Collected data entries:
PR #169, opened 2022-10-22
Add support for 64-bit Memory

kpreisser:
Hi, this PR adds support for 64-bit memories, by adjusting the APIs to match the C API introduced with bytecodealliance/wasmtime#3153 and bytecodealliance/wasmtime#3182.

It contains the following changes:
- Add `Config.WithMemory64()` for enabling the Memory64 proposal.
- Change properties/parameters in `Memory`, `MemoryExport` and `MemoryImport` that work with pages (like `Minimum`, `Maximum`, `Grow()`) to use a `long` instead of `uint`. (I chose `long` instead of `ulong` because memory pages cannot exceed `2**48`, and because `ulong` isn't CLS-compliant.)
  (This will be a breaking change.)
  - Added an `Is64Bit` property that specifies whether the memory is a 64-bit memory.
- Add tests to verify the new APIs added with #166 are able to access a memory beyond the 4 GiB area, and that the new APIs correctly retrieve the memory type definitions.

Additionally, this fixes previously incorrect definitions of native functions `wasmtime_memory_size` and `wasmtime_memory_grow`, where the parameter incorrectly used `uint` instead of `ulong` after the changes introduced in the Wasmtime C API.
Also, I noticed that for native Config functions taking a C `bool` parameter, the `[MarshalAs]` attribute was missing, which meant these parameter were marshaled by .NET as 4-byte `BOOL` instead of an 1-byte value.

What do you think?

Thanks!

### DIFF
--- a/src/Config.cs
+++ b/src/Config.cs
@@ -373,46 +373,46 @@ namespace Wasmtime
             public static extern void wasm_config_delete(IntPtr config);
 
             [DllImport(Engine.LibraryName)]
-            public static extern void wasmtime_config_debug_info_set(Handle config, bool enable);
+            public static extern void wasmtime_config_debug_info_set(Handle config, [MarshalAs(UnmanagedType.I1)] bool enable);
 
             [DllImport(Engine.LibraryName)]
-            public static extern void wasmtime_config_epoch_interruption_set(Handle config, bool enable);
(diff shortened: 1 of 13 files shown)


peterhuene (approved):
These changes look great! Thanks for taking the opportunity to implement this feature along with the fixes.

PR #170, opened 2022-10-29
Fix the `bool` return type declaration for native Trap functions

### LINKED ISSUE #171: `TrapException.Type` incorrectly returns `TrapCode.StackOverflow` instead of `TrapCode.Undefined` for host traps
Hi, consider the following program using `Wasmtime 1.0.0` on Windows 10 x64:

Exercise requirements
Find the word "Handle" in the records and pull out each line that has it.

Worked solution
-            public static extern void wasmtime_config_debug_info_set(Handle config, bool enable);
+            public static extern void wasmtime_config_debug_info_set(Handle config, [MarshalAs(UnmanagedType.I1)] bool enable);
-            public static extern void wasmtime_config_epoch_interruption_set(Handle config, bool enable);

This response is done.